When integrating with Atlos, you will need to provide an API token in your configuration. You can learn more about Atlos and how to get an API token here. You will have to provide this token to the atlos_feeder, atlos_storage, and atlos_db steps in your orchestration file. If you use a custom or self-hosted Atlos instance, you can also specify the atlos_url option to point to your custom instance's URL. For example:

# orchestration.yaml content
steps:
  feeder: atlos_feeder
  archivers: # order matters
    - youtubedl_archiver
  enrichers:
    - thumbnail_enricher
    - hash_enricher
  formatter: html_formatter
  storages:
    - atlos_storage
  databases:
    - console_db
    - atlos_db

configurations:
  atlos_feeder:
    atlos_url: "https://platform.atlos.org" # optional
    api_token: "...your API token..."
  atlos_db:
    atlos_url: "https://platform.atlos.org" # optional
    api_token: "...your API token..."
  atlos_storage:
    atlos_url: "https://platform.atlos.org" # optional
    api_token: "...your API token..."
  hash_enricher:
    algorithm: "SHA-256"

Running on Google Sheets Feeder (gsheet_feeder)

The --gsheet_feeder.sheet property is the name of the Google Sheet to check for URLs. This sheet must have been shared with the Google Service account used by gspread. This sheet must also have specific columns (case-insensitive) in the header as specified in gsheet_feeder.manifest.py. The default names of these columns and their purpose is:

Inputs:

Link (required): the URL of the post to archive
Destination folder: custom folder for archived file (regardless of storage)

Outputs:

Archive status (required): Status of archive operation
Archive location: URL of archived post
Archive date: Date archived
Thumbnail: Embeds a thumbnail for the post in the spreadsheet
Timestamp: Timestamp of original post
Title: Post title
Text: Post text
Screenshot: Link to screenshot of post
Hash: Hash of archived HTML file (which contains hashes of post media) - for checksums/verification
Perceptual Hash: Perceptual hashes of found images - these can be used for de-duplication of content
WACZ: Link to a WACZ web archive of post
ReplayWebpage: Link to a ReplayWebpage viewer of the WACZ archive

For example, this is a spreadsheet configured with all of the columns for the auto archiver and a few URLs to archive. (Note that the column names are not case sensitive.)
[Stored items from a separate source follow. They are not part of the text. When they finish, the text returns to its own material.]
PR #633, opened 2022-05-17
[IMP] udes_stock,udes_stock_picking_batch: Refactor Buttons

LoKKeR96:
Refactor buttons that are not necessary and rename cancel pickings
button to make it easy to distinguish from discard changes.

User-story: x1804

### DIFF
--- a/addons/udes_stock/views/stock_picking.xml
+++ b/addons/udes_stock/views/stock_picking.xml
@@ -101,6 +101,17 @@
                 <attribute name="invisible">1</attribute>
             </xpath>
 
+            <!-- Hide Return button for all -->
+            <xpath expr="//button[@name='%(stock.act_stock_return_picking)d']" position="attributes">
+                <attribute name="invisible">1</attribute>
+            </xpath>
+
+            <!-- Rename to avoid confusion between discard and cancel -->
+            <xpath expr="//button[@name='action_cancel']" position="attributes">
+                <attribute name="string">Cancel Pick</attribute>
+                <attribute name="attrs">{'invisible': [('state', 'in', ('draft', 'done', 'cancel'))]}</attribute>
+            </xpath>
+
         </field>
     </record>
 
--- a/addons/udes_stock_picking_batch/views/stock_picking_batch.xml
+++ b/addons/udes_stock_picking_batch/views/stock_picking_batch.xml
@@ -25,6 +25,16 @@
           <field name="priority"/>
           <field name="u_last_reserved_pallet_name" groups="udes_security.group_trusted_user"/>
         </xpath>
+
+        <!-- Hide Put in Pack button -->
+        <xpath expr="//button[@name='action_put_in_pack']" position="attributes">
+          <attribute name="invisible">1</attribute>
+        </xpath>
+
+        <!-- Hide Validate button -->
+        <xpath expr="//button[@name='action_done']" position="attributes">
+          <attribute name="invisible">1</attribute>
+        </xpath>
       </field>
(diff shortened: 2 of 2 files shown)


addons/udes_stock/views/stock_picking.xml
```diff
@@ -101,6 +101,15 @@
                 <attribute name="invisible">1</attribute>
             </xpath>
 
+            <!-- Remove Return button for all -->
+            <xpath expr="//button[@name='%(stock.act_stock_return_picking)d']" position="replace"/>
+
+            <!-- Rename to avoid confusion between discard and cancel -->
+            <xpath expr="//button[@name='action_cancel']" position="attributes">
+                <attribute name="string">Cancel Pick</attribute>
+                <attribute name="attrs">{'invisible': [('state', 'not in', ('assigned', 'confirmed', 'partially_available', 'waiting'))]}</attribute>
```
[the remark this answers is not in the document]
LoKKeR96: Everyone is tripping on this double negation. It's actually invisible when the expression on the right ("state","not in", ...) is True. So it's the opposite. It's invisible when the state is not in one of those.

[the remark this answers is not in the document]
jrbirch99: right, so surely we can change it to "in" instead and just put "draft" ? As it stands in your code I think you would also have to add "done" and "cancel" otherwise the buttons will appear in those states too.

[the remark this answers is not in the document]
LoKKeR96: Yes, we can switch the logic around and make it more readable if you are suggesting that.

addons/udes_stock/views/stock_picking.xml
```diff
@@ -101,6 +101,15 @@
                 <attribute name="invisible">1</attribute>
             </xpath>
 
+            <!-- Remove Return button for all -->
+            <xpath expr="//button[@name='%(stock.act_stock_return_picking)d']" position="replace"/>
```
armandcela, line 105: I would suggest to make it invisible without condition than to replace.
```suggestion
            <xpath expr="//button[@name='%(stock.act_stock_return_picking)d']" position="attributes">
                <attribute name="invisbile">1</attribute>
            </xpath>
```

PeterC10, line 105: Can we make this invisible instead of replacing? (Same for others)

It's a bit safer, incase another view references it in future.

`<attribute name="invisible">1</attribute>` should do it.

PeterC10: Armand beat me to it. :)

LoKKeR96: Done

addons/udes_stock_picking_batch/views/stock_picking_batch.xml
```diff
@@ -25,6 +25,12 @@
           <field name="priority"/>
           <field name="u_last_reserved_pallet_name" groups="udes_security.group_trusted_user"/>
         </xpath>
+
+        <!-- Remove Put in Pack button -->
+        <xpath expr="//button[@name='action_put_in_pack']" position="replace"/>
```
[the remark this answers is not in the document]
LoKKeR96: Done

addons/udes_stock/views/stock_picking.xml
LoKKeR96: Done

armandcela (approved):

PeterC10 (approved):

PR #634, opened 2022-05-17
Story/1809

kdwyer:


kdwyer:
This PR:
1.  Removes mutation of Location._get_info_field_names in tests
2. Makes the default behaviour more like that in UDES 11: relational fields always return the result of their get_info method
3. Tries to simplify and clarify the code.

It's probably best reviewed as a single blob, but I've haven't yet squashed the commits as they document my thought process while I was working on this.

PeterAlabaster (approved):

armandcela (approved):

PR #635, opened 2022-05-18
Story/x1177

ws-mps:


addons/udes_stock/models/stock_picking.py
```diff
@@ -739,3 +740,268 @@ def raise_stock_investigation(self, reason, quants, location):
...
+        result_parent_package_name,
+        target_storage_format=None,
+    ):
+        """
+        Compute result_package and result_parent_package based on the u_target_storage_format of the
+        picking type (if `target_storage_format` is not supplied) + the input parameters.
+        """
+        Package = self.env["stock.quant.package"]
+
+        result_parent_package = None
```
kdwyer, line 807: Should some of this really be on the package model?  Picking should tell Package what format it wants, but Package decides how to create an instance of itself?

addons/udes_stock/models/stock_picking.py
```diff
@@ -739,3 +740,268 @@ def raise_stock_investigation(self, reason, quants, location):
...
+
+        elif target_storage_format == "product":
+            # Error when trying to mark_as_done a full package or setting result package
+            # when result storage format is products
+            if result_package_name:
+                raise ValidationError(_("Invalid parameters for products target storage format."))
+
+        return result_package, result_parent_package
+
+    def picked(
```
kdwyer, line 883: Should we give this a more expressive name, like `mark_picked_lines`?  `some_picking.picked()` doesn't tell the reader much about what might be happening.

addons/udes_stock/models/stock_picking.py
ws-mps: We have 2 packages, you mean one of them or just Package in generic?

addons/udes_stock/models/stock_picking.py
```diff
@@ -739,3 +740,268 @@ def raise_stock_investigation(self, reason, quants, location):
...
+                raise ValidationError(
+                    _("Invalid parameters for target storage format, expecting result package.")
+                )
+
+        elif target_storage_format == "pallet_products":
+            if result_package_name:
+                # Moving stock into a pallet of products, result_package
+                # might be new pallet id
+                result_package = Package.get_or_create(result_package_name, create=True)
+                print("****** here we are")
```
kdwyer, line 862: :eyes:

addons/udes_stock/models/stock_picking.py
kdwyer: In generic - ideally logic about creating packages would be the responsibility of Package rather than Picking.  This method is about 80 lines long, but `self` is only referenced three times - that suggests to me some of the logic might belong elsewhere :)

addons/udes_get_info/models/__init__.py
```diff
@@ -6,3 +6,4 @@
 from . import stock_move_line  # noqa: F401
 from . import stock_move  # noqa: F401
 from . import stock_picking  # noqa: F401
+from . import stock_picking_batch  # noqa: F401
```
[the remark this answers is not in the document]
PeterAlabaster: surpresses pep8 warning `module imported but unused`

addons/udes_stock/models/stock_move_line.py
```diff
@@ -252,3 +252,132 @@ def get_move_lines_ordered_by(self, domain, aux_domain=None, order="id"):
...
+            funcs.append(lambda ml: ml.location_id == location)
+        if lot_name:
+            funcs.append(lambda ml: (lot_name == lot_name or ml.lot_id.name == lot_name))
+        func = lambda ml: all(f(ml) for f in funcs)
+
+        # Find move lines
+        mls = self.filtered(func)
+        mls_fulfill, new_ml, uom_qty = mls.move_lines_for_qty(uom_qty)
+        if uom_qty > 0:
+            self.picking_id.add_unexpected_parts()
```
armandcela, line 275: It looks like add_unexpected_parts should be outside this method, as the method name is to find move lines.
I think add_unexpected_parts should be called where is called _find_move_lines or changed the docstring to mention this

addons/udes_stock/models/stock_move_line.py
```diff
@@ -252,3 +252,132 @@ def get_move_lines_ordered_by(self, domain, aux_domain=None, order="id"):
...
+
+        vals = {}
+        if result_package:
+            vals["result_package_id"] = result_package.id
+        if location_dest:
+            vals["location_dest_id"] = location_dest.id
+        mls = self.get_lines_incomplete()
+        incoming = mls.picking_type_id.code == "incoming"
+        res = defaultdict(dict)
+        if product_ids:
```
armandcela, line 294: I would suggest to delete if product_ids and loop directly through them.
After the loop 
at the beginning of the line smth like:

```
if not product_ids:
    if package:
        pack_mls = package._get_current_move_lines() ....
   else:
         res[mls] = vals
```

The reason why i am suggesting this is because you gain some characters on the product_ids loop and i think looks better the code

addons/udes_stock/models/stock_move_line.py
ws-mps: We haven't implemented this feature yet, so I should have probably returned the new created move line and add it to `mls_fulfill`, but I will review it thanks.

addons/udes_stock/models/stock_picking.py
```diff
@@ -739,3 +740,268 @@ def raise_stock_investigation(self, reason, quants, location):
...
+                        _(
+                            "Cannot validate %s because there are move lines todo and "
+                            "backorder not allowed"
+                        )
+                        % self.log_name()
+                    )
+                else:
+                    requires_backorder = True
+            if requires_backorder:
+                new_picking = self.backorder_move_lines(mls_to_keep=mls_to_keep)
```
peterpratt13, line 997: This is a drive by comment and not related specifically to this story really but, 
What happens if:
pick has 3 move lines apples, bananas and cherries
user 1 scans apples
user 2 scans bananas

User 1 then drops bananas - it moves the picking bananas and cherries into a backorder. 
Will the user 1 work at the move line level, so validate according to the move line, i.e when they try to drop the move line, the pass the move line id, the picking id is found and then they drop so all is well, or does it use the picking id, which now does not have the banana move lines in it?
Also in this scenario, we may need to consider the user assigned picking id behaviour - essentially the user has been re-assigned, but the start time should remain the same.

Like i say out of scope here - just curious.

addons/udes_stock/models/stock_picking.py
```diff
@@ -739,3 +740,268 @@ def raise_stock_investigation(self, reason, quants, location):
...
+        result_parent_package = None
+
+        if target_storage_format is None:
+            target_storage_format = self.picking_type_id.u_target_storage_format
+        scan_parent_package_end = self.picking_type_id.u_scan_parent_package_end
+
+        if target_storage_format == "pallet_packages":
+
+            # CASE A: both package names given
+            if result_package_name and result_parent_package_name:
```
peterpratt13, line 816: We could with newer verions for storage format configs use cases, and then have this consistent throughout but not sure the python version used so feel free to ignore.

addons/udes_stock/models/stock_move_line.py
```diff
@@ -252,3 +252,132 @@ def get_move_lines_ordered_by(self, domain, aux_domain=None, order="id"):
...
+        mls = self.filtered(func)
+        mls_fulfill, new_ml, uom_qty = mls.move_lines_for_qty(uom_qty)
+        if uom_qty > 0:
+            self.picking_id.add_unexpected_parts()
+        return mls_fulfill, new_ml
+
+    def prepare_move_lines(
+        self, product_ids=None, package=None, location=None, result_package=None, location_dest=None
+    ):
+        """ Prepare incomplete move lines in self into groups of mls to be updated with
```
peterpratt13, line 281: nit: Could we add what we expect from product_ids, if not none {"barcode": ..., "qty":....}

addons/udes_stock/models/stock_move_line.py
```diff
@@ -252,3 +252,132 @@ def get_move_lines_ordered_by(self, domain, aux_domain=None, order="id"):
...
+                        _("Too many lots provided.")
+                    )
+                qty_done = quantity
+                if product_tracking != "none":
+                    quantity_fulfilled = 0
+                    if is_serial:
+                        qty_done = 1
+                    for lot_name in lot_names:
+                        lot_name_val = lot_name
+                        # If it is incoming we don't need the match the lot
```
peterpratt13, line 318: nit: the -> to

peterpratt13:
LGTM - mine are mainly questions on implications with later stories or super minor so approved it anyway

peterpratt13 (approved):

addons/udes_stock/models/stock_picking.py
ws-mps: When multiple users working on the same picking is still not supported, but the idea is to have some code that when the picking is validated and multi users is enabled it should find the backorder in state assigned. We could add that code instead of `assert_valid_state()`.

addons/udes_stock/models/stock_picking.py
ws-mps: At the moment we have ported the same funciton we have in 11. But in future work we could have a class, like in suggested locations, that handles what should happen for a given target storage format.

addons/udes_stock/models/stock_move_line.py
ws-mps: Have added a note so we review if this is the best place to have it when we implement add_unexpected_parts

armandcela (approved):

addons/udes_get_info/models/stock_picking_batch.py
```diff
@@ -0,0 +1,20 @@
+"""
+Stock picking batch model.
+
```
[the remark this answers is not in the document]
ws-mps: All the other files have it, so I will leave it.

kdwyer (approved):

addons/udes_stock/models/stock_move_line.py
```diff
@@ -252,3 +252,139 @@ def get_move_lines_ordered_by(self, domain, aux_domain=None, order="id"):
...
+
+        # Find move lines
+        mls = self.filtered(func)
+        mls_fulfill, new_ml, uom_qty = mls.move_lines_for_qty(uom_qty)
+        if uom_qty > 0:
+            # Note: when implementing add_unexpected_parts() review if this is the best place
+            mls_fulfill |= self.picking_id.add_unexpected_parts()
+        return mls_fulfill, new_ml
+
+    def prepare_move_lines(
```
kdwyer, line 279: Bit of a nit, but if `self` is an instance of `StockMoveLine` we could just call this method "prepare" - likewise in other method names that duplicate the class name (assuming that they aren't inherited).

addons/udes_stock_packaging/README.md
```diff
@@ -13,16 +13,25 @@
...
+
+| Helpers                         | Description                                                                                                                                                                                                                                                                                                                                         |
+|---------------------------------|-----------------------------------------------------------------------------------------------------------------------------------------------------------------------------------------------------------------------------------------------------------------------------------------------------------------------------------------------------|
+| _prepare_result_packages        | Prepare result packages according to a given target storage format and the parameters provided                                                                                                                                                                                                                                                      |
```
kdwyer, line 37: Nit: we should remove the leading underscore as it's part of the public API

addons/udes_stock/models/stock_move_line.py
```diff
@@ -252,3 +252,139 @@ def get_move_lines_ordered_by(self, domain, aux_domain=None, order="id"):
...
+                prod_mls, new_ml = mls._find_move_lines(
+                    qty_done, product, package, None, location
+                )
+                prod_dict = {"qty_done": qty_done}
+                prod_dict.update(vals)
+                res[prod_mls] = prod_dict
+                mls -= prod_mls
+                if new_ml:
+                    mls |= new_ml
+        return res
```
kdwyer, line 368: I've recently seen it suggested that once a `defaultdict` has been populated, it should be converted to a standard `dict` so that it isn't possible to accidentally add more keys.  So we could return `dict(res)` here, assuming the caller isn't depending on the `defaultdict` features.  If you think that kind of defensive programming is worth it.

PeterC10 (approved):

PR #154, opened 2022-02-18
Only Index Tokens with amount 0 or 1

kespinola:
### Changes
- Only index tokens related to NFTs where the amount is always 0 or 1.

### DIFF
--- a/crates/indexer/src/accountsdb/accounts/token.rs
+++ b/crates/indexer/src/accountsdb/accounts/token.rs
@@ -1,95 +1,14 @@
 use chrono::offset::Local;
 use indexer_core::{
-    db::{
-        insert_into,
-        models::{TokenAccount as TokenAccountModel, TokenTransfer},
-        select,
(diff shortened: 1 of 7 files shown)


crates/indexer/src/accountsdb/accounts/token.rs
```diff
@@ -1,95 +1,14 @@
...
-
-    Ok(())
-}
 pub async fn process(client: &Client, key: Pubkey, token_account: TokenAccount) -> Result<()> {
-    if token_account.mint == sol() {
-        return Ok(());
-    }
-    if token_account.mint == kin() {
-        return Ok(());
-    }
```
ray-kast, line 72: I think we could either keep this, or if we remove it we should get rid of the definitions for `sol` and `kin` in pubkeys.rs

ray-kast (changes requested):

ray-kast (approved):

PR #162, opened 2022-02-21
deploy

dandlezzz:


crates/accountsdb-rabbitmq/Cargo.toml
```diff
@@ -30,6 +30,8 @@ solana-accountsdb-plugin-interface = "1.9.4"
 solana-logger = "1.9.4"
 solana-program = "1.9.4"
 solana-sdk = "1.9.4"
+spl-token = "3.2.0"
+reqwest = "*"
```
ray-kast, line 34: We should make this an explicit version, depending on * can break the build without warning.

crates/accountsdb-rabbitmq/src/plugin.rs
```diff
@@ -46,6 +70,21 @@ impl AccountsDbPlugin for AccountsDbPluginRabbitMq {
...
+            .expect("couldn't fetch token list");
+        let mut body = String::new();
+        res.read_to_string(&mut body)?;
+
+        let json: TokenList = serde_json::from_str(&body).expect("file should be proper JSON");
+
+        let mut token_addresses: HashMap<String, bool> = HashMap::new();
+        for token_data in json.tokens {
+            let address = token_data.address;
+            token_addresses.insert(address, true);
```
ray-kast, line 83: Should use a HashSet for this instead.

ray-kast (changes requested):
Token registry PR needs some fixups first.

ray-kast (dismissed):

ray-kast (approved):

PR #166, opened 2022-02-21
Make the accountsdb plugin sensitive to `is_startup`.

ray-kast:


dandlezzz (approved):
Looks good. Thanks for the refactorings.

PR #167, opened 2022-02-22
Oops.

ray-kast:


kespinola (approved):

crates/accountsdb-rabbitmq/src/plugin.rs
```diff
@@ -58,12 +58,11 @@ struct TokenList {
 impl AccountsDbPluginRabbitMq {
     const TOKEN_REG_URL: &'static str = "https://raw.githubusercontent.com/solana-labs/token-list/main/src/tokens/solana.tokenlist.json";
 
-    async fn load_token_reg() -> Result<HashSet<Pubkey>> {
-        let res: TokenList = reqwest::get(Self::TOKEN_REG_URL)
-            .await
+    fn load_token_reg() -> Result<HashSet<Pubkey>> {
+        // We use `smol` as an executor, and reqwest's async backend doesn't like that
```
kespinola, line 62: Up for dropping the comment on this PR then can see it in the blame.

PR #171, opened 2022-02-22
Refactor GraphQL + Add bid indexing

ray-kast:


crates/graphql/src/schema/strings.rs
```diff
@@ -0,0 +1,55 @@
+macro_rules! strings {
```
kespinola, line 1: Talked in huddle but my preference is to fork the data loader and add result support vs building a macro. Like people to read vanilla docs and be able to contribute without having to lookup custom macros.

crates/graphql/src/schema/util.rs
```diff
@@ -0,0 +1,30 @@
+use juniper::{ParseScalarResult, ParseScalarValue, Value};
```
kespinola, line 1: can this be in scalars module. Likely to add more. not a util per say.

kespinola (changes requested):
Advocate for dropping the `/schema/` subdir. Really love this. Ty.

crates/graphql/src/schema/util.rs
kespinola: still think we should track this in the scalars directory.

crates/graphql/src/schema/strings.rs
ray-kast: This one's actually not related to data loaders.  The macro there is just a bunch of repetitive struct and trait declarations for a bunch of near-identical structs, so it's only called once to declare all of them.  The only time it's called is [here](https://github.com/holaplex/solana-indexer/pull/171/files/59a8c32b05f2adcb54600fd6b557bd540cb6cde8#diff-2e1bcce04320328d2428e0eb8c7b392180b7264a80ce99a157666f9ecbfe9b82R50-R55) to declare a bunch of structs in one go.

crates/graphql/src/schema/util.rs
ray-kast: Ah, missed this comment lol.

crates/graphql/src/schema/context.rs
```diff
@@ -0,0 +1,46 @@
...
+    pub nft_attributes_loader: Loader<MetadataAddress, Vec<NftAttribute>>,
+    pub nft_creators_loader: Loader<MetadataAddress, Vec<NftCreator>>,
+    pub storefront_loader: Loader<StorefrontAddress, Option<Storefront>>,
+}
+
+impl juniper::Context for AppContext {}
+
+impl AppContext {
+    pub fn new(db_pool: Arc<Pool>, twitter_bearer_token: Arc<String>) -> AppContext {
+        let batcher = Batcher::new(db_pool.clone());
```
kespinola, line 31: nice.

crates/graphql/src/schema/dataloaders/batcher.rs
```diff
@@ -0,0 +1,120 @@
...
+    }
+
+    pub fn diesel_batch<
+        K: Clone + Eq + std::hash::Hash,
+        KR: Into<K>,
+        V: BatchExtend,
+        M,
+        Q: LoadQuery<Connection, M>,
+        E: Into<indexer_core::error::Error>,
+    >(
```
kespinola, line 66: Chatted in the office but like to ship the batcher trait without `diesel_batch` to start. Lets go with some code duplication for now and drop the result until we update data batcher to support it.

crates/graphql/src/schema/objects/listing.rs
```diff
@@ -0,0 +1,139 @@
...
+    String,                // store_address
+    Option<NaiveDateTime>, // ends_at
+    Option<i32>,           // gap_time
+    Option<NaiveDateTime>, // last_bid_time
+);
+
+impl Listing {
+    pub fn address((address, ..): &ListingRow) -> String {
+        address.clone()
+    }
```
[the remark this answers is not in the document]
ray-kast: Used to pick out the address string without constructing a listing, since Listing::new isn't guaranteed to succeed.

kespinola (approved):

crates/graphql/src/schema/dataloaders/listing.rs
```diff
@@ -0,0 +1,97 @@
...
+                    metadatas::mint_address,
+                    metadatas::primary_sale_happened,
+                    metadata_jsons::description,
+                    metadata_jsons::image,
+                ),
+            ))
+            .load(&conn)
+            .context("Failed to load listing NFTs")?;
+
+        Ok(rows.into_iter().map(|(k, v)| (k, v.try_into())).batch(keys))
```
kespinola, line 95: If all the keys dont have a record when the loader tries to resolve it won't be present. Is that case handled bc it results in a runtime error.

ray-kast: yeah, `.batch` takes `keys` as a parameter so that it can populate the initial map.

kespinola:
Adds more queries likely affect refactor.

https://github.com/holaplex/solana-indexer/pull/186

PR #172, opened 2022-02-23
reduce filter options, eliminate subqueries

dandlezzz:


crates/graphql/src/schema.rs
```diff
@@ -1066,6 +1066,12 @@ impl QueryRoot {
                 graphql_value!({ "Filters": "owners: Vec<String>, creators: Vec<String>" }),
             ));
         }
+        if owners.is_some() && creators.is_some() {
+            return Err(FieldError::new(
+                "Please pass either owner or creator, not both",
```
kespinola, line 1071:
```suggestion
                "Please pass either owners or creators, not both",
```

kespinola (approved):

PR #174, opened 2022-02-23
Abdul/active-offers

imabdulbasit:
```
nft(address : " ") {
  offers {
     wallet
     price
     tradeStateAddress
     tradeStateBump
     activatedAt
  }
}
```

### DIFF
--- a/crates/graphql/src/schema.rs
+++ b/crates/graphql/src/schema.rs
@@ -7,8 +7,8 @@ use indexer_core::{
         models,
         tables::{
             attributes, auction_caches, auction_datas, auction_datas_ext, auction_houses, bids,
-            listing_metadatas, metadata_creators, metadata_jsons, metadatas, store_config_jsons,
-            storefronts, token_accounts,
+            listing_metadatas, metadata_creators, metadata_jsons, metadatas, public_bids,
+            store_config_jsons, storefronts, token_accounts,
         },
         Pool,
     },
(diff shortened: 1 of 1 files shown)


crates/graphql/src/schema.rs
```diff
@@ -680,6 +684,75 @@ impl<'a> From<models::AuctionHouse<'a>> for AuctionHouse {
...
+        self.token_mint.clone()
+    }
+    pub fn price(&self) -> UnsignedInt8 {
+        self.price
+    }
+    pub fn trade_state_bump(&self) -> i32 {
+        self.trade_state_bump
+    }
+
+    pub fn activated_at(&self) -> Option<UnsignedInt8> {
```
kespinola, line 720: Can we convert these to datetime utc?

Same with closed_at

kespinola: May be best to do this conversion when saving to the db. use datatime col type in postgres.


Then we can add a custom scaler for DateTime if not supported natively by juniper.

crates/graphql/src/schema.rs
```diff
@@ -27,18 +27,18 @@ struct Creator {
 }
 
 #[derive(Debug, Clone, Copy)]
-pub struct Lamports(u64);
+pub struct UnsignedInt8(u64);
 
-#[juniper::graphql_scalar(description = "Lamports")]
-impl<S> GraphQLScalar for Lamports
+#[juniper::graphql_scalar(description = "UnsignedInt8")]
+impl<S> GraphQLScalar for UnsignedInt8
```
kespinola, line 33: If we switch activated_at to date time scaler can this stay as a lamports scalar.

imabdulbasit: yes

PR #179, opened 2022-02-24
Abdul/ah-receipts

imabdulbasit:
- Listing, Purchase and PublicBid indexing
- Query for active NFT offers
- Query for NFTs up for Sale


crates/graphql/src/schema.rs
```diff
@@ -690,6 +693,75 @@ impl<'a> From<models::AuctionHouse<'a>> for AuctionHouse {
...
 
+#[derive(Debug, Clone)]
+struct PublicBid {
+    pub address: String,
+    pub trade_state: String,
+    pub wallet: String,
+    pub token_mint: String,
+    pub price: Lamports,
+    pub trade_state_bump: i32,
+    pub activated_at: Option<DateTime<Utc>>,
```
imabdulbasit, line 704: I can change this to NaiveDateTime but if we want date and time then this should be okay

crates/graphql/src/schema.rs
```diff
@@ -497,6 +497,18 @@ impl Nft {
     pub async fn owner(&self, ctx: &AppContext) -> Option<NftOwner> {
         ctx.nft_owner_loader.load(self.mint_address.clone()).await
     }
+    pub async fn offers(&self, ctx: &AppContext) -> Vec<PublicBid> {
+        ctx.public_bid_loader.load(self.mint_address.clone()).await
+    }
+
+    pub async fn listing(&self, ctx: &AppContext) -> Vec<AuctionHouseListing> {
```
kespinola, line 504: This one is interesting because there can only be 1 listing for the auction house but the same nft can be listed on multiple auction houses.

We can do this 2 ways:

1. Make listing take an argument of ah so we can return the single potential listing for the nft.
2. Make this field `listings` and return vec[listings] like you are now. 

I advocate for the 2nd approach and the client filters this list based on the ah scope of the marketplace.

kespinola: The other item is the use of 2 loaders. The two dedicated loaders is good if most clients will query the nft owner in the same requests. Though this is true for our case I still advocate for the auction_house_listing loader to handle the token_account lookup.

The loader should take mint addresses query token_accounts where mint_address = nft.mint_address AND amount = 1. Then inner join on listings with token_account.owner_address = listing.seller AND listing.activated_at IS NOT NUL AND listing.canceled_at IS NUL.

crates/graphql/src/schema.rs
```diff
@@ -690,6 +702,136 @@ impl<'a> From<models::AuctionHouse<'a>> for AuctionHouse {
...
+        }: models::PublicBid,
+    ) -> Result<Self, Self::Error> {
+        Ok(Self {
+            address: address.into_owned(),
+            trade_state: trade_state.into_owned(),
+            wallet: wallet.into_owned(),
+            token_mint: token_mint.into_owned(),
+            price: price.try_into()?,
+            trade_state_bump: trade_state_bump.into(),
+            activated_at: activated_at.map(|x| DateTime::<Utc>::from_utc(x, Utc)),
```
kespinola, line 769: nice. ty.

kespinola (changes requested):
looking really good. just item to adjust the auction_house_listings loader.

crates/graphql/src/schema.rs
kespinola:
```graphql
nfts {
  listings {
       price
          tradeState
           auctionHouse
      }
  }
}
```

```sql
SELECT * LISTINGS INNER JOIN listing.seller = token_accounts.owner 
\ WHERE listing.token_mint = nft.mint_address AND token_account.amount = 1;
```


Discussed in standup this is the query to use.

crates/graphql/src/schema.rs
```diff
@@ -999,6 +1153,89 @@ impl BatchFn<String, Vec<AuctionHouse>> for AuctionHouseBatcher {
...
+        let mut hash_map = HashMap::new();
+
+        for address in metadata_addresses {
+            hash_map.insert(address.clone(), Vec::new());
+        }
+
+        let rows: Vec<models::BidReceipt> = bid_receipts::table
+            .inner_join(metadatas::table.on(metadatas::address.eq(bid_receipts::metadata)))
+            .inner_join(
+                token_accounts::table.on(token_accounts::mint_address.eq(metadatas::mint_address)),
```
imabdulbasit, line 1173: maybe we don't need to check token amount and remove this extra join.

ray-kast (dismissed):
Conflicts with current `dev`

crates/graphql/src/schema.rs
kespinola: yeah. we are going to use ah public bids which are associated to the nft and not the owner. If we did private sales then only want to return if the bid is only valid if its owned by the person it was set for.

kespinola (approved):

kespinola (approved):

Now the auto archiver can be invoked, with this command in this example: docker run --rm -v $PWD/secrets:/app/secrets -v $PWD/local_archive:/app/local_archive bellingcat/auto-archiver:dockerize --config secrets/orchestration-global.yaml --gsheet_feeder.sheet "Auto archive test 2023-2". Note that the sheet name has been overridden/specified in the command line invocation.

When the auto archiver starts running, it updates the "Archive status" column.

The links are downloaded and archived, and the spreadsheet is updated to the following:

Note that the first row is skipped, as it is assumed to be a header row (--gsheet_feeder.header=1 and you can change it if you use more rows above). Rows with an empty URL column, or a non-empty archive column are also skipped. All sheets in the document will be checked.

The "archive location" link contains the path of the archived file, in local storage, S3, or in Google Drive.